英文契約書では、口頭排除の原則(Parol evidence rule)、最終性条項または完全なる合意といわれる(Entire Agreement)における書面重視の考え方、習慣等から、一般に、その内容は厳格かつ網羅的になる傾向(考え得るすべての事項を可能な限り取り決める)があります。契約書翻訳の視点から簡単に見てみます。

そのため、契約書作成に至るまでの文書、口頭における当事者間の了解事項は、すべて契約書に集約され、当事者間の最終的な合意を記載した唯一ものとして契約書が作成されます。

2. 書面重視の考え方の一例

「Entire Agreement」に関する記載の様式は、様々ですが、以下は、基本的な一例です。

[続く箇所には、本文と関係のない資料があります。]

PR #17132, opened 2019-04-23
prefetcher: check for and handle status requests constantly

strib:
`keybase fs show` depends on being able to request the prefetch status from the prefetcher, which in turn requires sending a message on a channel and waiting for it to be processed by the main processing goroutine.  But in some cases that goroutine can be busy for tens of seconds, e.g. when it is processing a block with 1000s of child pointers, each one involving a disk cache operation.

This Agreement constitutes the entire agreement between the parties with respect to the subject matter hereof.
(本契約は、その主題に関して両当事者間の最終的合意を形成する。)

また、以下の例文は、口頭排除の原則(Parol evidence ruleを確認する記載のある1例です。

This Agreement constitutes the entire agreement between the parties pertaining to the subject matter hereof, and supersedes in its entirety any prior or oral agreements between the parties.

(本契約は、本契約の主題に関して、両当事者間の最終的合意ならびに了解を形成し、あらゆる種類の、口頭もしくは書面によるいかなる表明、条件、了解もしくは合意も、本契約に明示的に規定される以外、両当事者を拘束することはない。)

3. 当事者間の合意による変更

当然、これを変更する場合、当事者間の書面による合意が必要です。その場合、1例として通常、下記のような内容が追加されます。

No modification of this Agreement shall be binding unless executed in writing by both parties.

(本契約のいかなる変更も、両当事者の署名のある書面によりなされない限り、拘束力を有しない。)

上記については、各契約により、また起草者により書き方は様々ですが、基本的な考え方は同じです。